# still confused after so many years..anymore insight?



## theshiva89 (Nov 17, 2015)

so it all started back when I was a senior in high school. I came from a rather small town, and people were super close minded there, including my parents. A few people had came out of the closet, but not many. Anyways, I would notice myself checking out other men's penile regions during P.E. I didnt think much of it at the time, as I thought it was normal and that I was just comparing the size of my penis to other guys. Fast forward to my freshman year of college, and I noticed that I started becoming more curious about anything that involved the penis. From giving oral sex, to getting anal..the curiosity grew by the day. I started looking at bi and gay porn on occasion, and that just made the fantasies more intense, more vivid.
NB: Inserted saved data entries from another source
PR #743, opened 2025-09-25
remove DAP-Auth-Token citation

### LINKED ISSUE #728: DAP-Auth-Token citation can probably be removed
The citation itself is a little odd (The inclusion of "draft" in "[I-D.draft-etc]" is redundant), but the main point I'd make is that this is a bearer token of the sort that is commonly included in a standard `Authorization` field: https://www.rfc-editor.org/rfc/rfc6750#section-2.1

tgeoghegan:
Resolves #728


cjpatton (approved):
We might note that this header was in use in some deployments that predated the published standard.

PR #746, opened 2025-09-29
upload: introduce Client and Leader sub-sections

### LINKED ISSUE #730: Section 4.5.2 is extraordinarily long
There's an awful lot of stuff here.  It would probably benefit from some breaking up into subsections.

tgeoghegan:
Breaks 4.5.2 into a couple new sections, addressing the interaction from the point of view of either the Client or the Leader. This should make it easier for implementers to zero in on the normative text they need.

Resolves #730

### DIFF
--- a/draft-ietf-ppm-dap.md
+++ b/draft-ietf-ppm-dap.md
@@ -1383,9 +1383,10 @@ encoded([
 
 ### Upload Request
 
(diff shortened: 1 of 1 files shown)


tgeoghegan:
I used your names. Somehow just having more than one word feels better there.

PR #748, opened 2025-10-01
use a single `application/dap` media type

### LINKED ISSUE #738: Use a single `application/dap` media-type
> The document currently defines ten different media types. My assumption is that
> most implementations will need to support all of these media types.  I would
> strongly consider defining a single media type and a parameter such as
> `message` to distinguish the different message types.
> 
> e.g. `application/dap; message=hpke-config-list`
> 
> I do not see value in making distinct media type registrations as it does not
> seem like they could be used independently. This will simplify IANA
> registration and if there are future major versions of the protocol it will be
> easier to content negotation for the version.

tgeoghegan:
I also cleaned up a couple of leftover mentions of `UploadResp` and a couple places where we used `collection` instead of `collection-job-req`.

Resolves #738

### DIFF
--- a/draft-ietf-ppm-dap.md
+++ b/draft-ietf-ppm-dap.md
@@ -1404,10 +1404,10 @@ Clients retrieve the HPKE configuration from each Aggregator by sending a GET to
 `{aggregator}/hpke_config`.
 
 An Aggregator responds with an `HpkeConfigList`, with media type
-"application/dap-hpke-config-list". The `HpkeConfigList` contains one or more
-`HpkeConfig`s in decreasing order of preference. This allows an Aggregator to
-support multiple HPKE configurations and multiple sets of algorithms
-simultaneously.
+"application/ppm-dap;message=hpke-config-list". The `HpkeConfigList` contains
+one or more `HpkeConfig`s in decreasing order of preference. This allows an
+Aggregator to support multiple HPKE configurations and multiple sets of
+algorithms simultaneously.
 
 ~~~ tls-presentation
 HpkeConfig HpkeConfigList<10..2^16-1>;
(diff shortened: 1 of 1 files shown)


draft-ietf-ppm-dap.md
```diff
@@ -1404,9 +1404,9 @@ Clients retrieve the HPKE configuration from each Aggregator by sending a GET to
 `{aggregator}/hpke_config`.
 
 An Aggregator responds with an `HpkeConfigList`, with media type
-"application/dap-hpke-config-list". The `HpkeConfigList` contains one or more
-`HpkeConfig`s in decreasing order of preference. This allows an Aggregator to
-support multiple HPKE configurations and multiple sets of algorithms
+"application/dap;message=hpke-config-list". The `HpkeConfigList` contains one or
```
cjpatton, line 1407: Should there be a space here? Here and below.
```suggestion
"application/dap; message=hpke-config-list". The `HpkeConfigList` contains one or
```

draft-ietf-ppm-dap.md
```diff
@@ -4215,665 +4226,23 @@ component is using. This MAY be used as a hint by the receiver of the request
...
+`application/dap` media type.
 
 Type name:
 
 : application
 
 Subtype name:
 
-: dap-aggregation-job-init-req
+: dap
```
cjpatton, line 4241: "dap" seems likely to have name collisions. Perhaps "ppm-dap" would be a better name.

cjpatton (commented):
Nice to get rid of all this heft!

draft-ietf-ppm-dap.md
tgeoghegan: Either is valid according to RFC 9110
https://www.rfc-editor.org/rfc/rfc9110.html#section-8.3.1

cjpatton (approved):

PR #751, opened 2025-10-06
Extract HTTP text into section 3

### LINKED ISSUE #731: Reorganize text from section 4.3 into 3 and rename to "HTTP usage"
From httpdir review:

> I wonder if the section would be more appropriately titled "HTTP Usage". It may be worth considering extracting some of the text from 4.3 that discusses resource URL construction and moving it to this section. ... The section on handling asynchronous requests seems more appropriate in section 3 as it is not specific to any particular resource.

### LINKED ISSUE #736: Is it OK to GET an aggregation or collection job handled synchronously?
> The examples demonstrate use of GET on the resource URL returned in the
> Location header when the response is asynchronous. However it is not clear if
> GET can be called on this resource when the resource is created synchronously.
> Is it required to provide the correct step query parameter? What happens if the
> step is not included?

Same applies to collection jobs, though without the step query param. When addressing this, consider garbage collection and data retention: how long after completing an aggregation or collection job should a helper or leader be expected to successfully serve GET requests?

tgeoghegan:
Per httpdir review, the discussion of resources (their URLs, how to handle them async or sync) is moved to section 3, which is renamed "HTTP Usage". Additionally we clarify:

- whether the `step` query param is necessary when GETting an aggregation job (yes it is)
- whether a server that handes jobs sync has to support GET on those resources (not required but you can)

Resolves #731
Resolves #736

### DIFF
--- a/draft-ietf-ppm-dap.md
+++ b/draft-ietf-ppm-dap.md
@@ -1006,11 +1006,74 @@ Leader batch bucket 1            Helper batch bucket 1
   title="Lifecycles of protocol objects in the collection interaction"
 }
 
-# Message Transport {#message-transport}
+# HTTP Usage {#http-usage}
 
-Communications between participants are carried over HTTP {{!RFC9110}}. Use of
-HTTPS is REQUIRED to provide server authentication and confidentiality. TLS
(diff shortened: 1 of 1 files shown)


cjpatton (approved):
🚢 !

PR #752, opened 2025-10-07
Rename VDAF preparation to verification

### LINKED ISSUE #729: use "verify" instead of "prepare"
In [Section 4.5.2](https://www.ietf.org/archive/id/draft-ietf-ppm-dap-16.html#section-4.5.2), there are two fields: `leader_encrypted_input_share` and `helper_encrypted_input_share`.  Earlier, in the description of preparation (not a great name: "validation" was right there for the taking; we can talk about the fiction that is offline computation in MPC some time), these were called "report shares".  Should these be renamed?

cjpatton:
Closes #729.


draft-ietf-ppm-dap.md
```diff
@@ -926,16 +926,16 @@ report share       share        share        |
 input share     input share       |          |
      |               |            |          |
  .---+---------------+------------+.         |
-|        prepare input share        +--------+
+|        Verify input share         +--------+
```
cjpatton, line 929: @tgeoghegan what do you think? I'm worried "verify input share" is confusing.
```suggestion
|        Verification         +--------+
```

PR #757, opened 2025-12-18
Wrap long lines in examples per RFC 8792

### LINKED ISSUE #755: RFC 8792 for examples
You have a few that are overflowing the 72 columns.  RFC 8792 is a bit gross, but you probably need it given how some of those examples are constructed (I can't see a way to make them narrower).

tgeoghegan:
We use the single slash strategy for message examples enclosed in `~~~ http` blocks. While we're at it, clean up a couple other incorrectly wrapped lines in the Markdown.

Closes #755

### DIFF
--- a/draft-ietf-ppm-dap.md
+++ b/draft-ietf-ppm-dap.md
@@ -493,6 +493,9 @@ aggregator.
 
 {::boilerplate bcp14-tagged}
 
+All examples in this document wrap long lines using the Single Backslash
+Strategy of {{!RFC8792, Section 7}}.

Fast forward a couple years, and I meet my wife. Urges are still there, and trying to push them away. I began to seek the advice from her female friends after we graduated from college. I didnt know how to handle my thoughts, and thought it was a good idea at the time. The sad thing was, it ended up costing my wife and i the friendship with her best female friend from college. The girl was in our wedding too. Apparently she didnt appreciate me talking to her before my wife. my wife and I have spoken a few times about things..but its always kinda akward. It has been discussed twice. Once after she found out i had spoken to other women, and the second was after i had trouble performing during sex.

What do you all think? Was I wrong for seeking advice from her friends? How do I deal with the shame I feel from these fantasies? Is this common?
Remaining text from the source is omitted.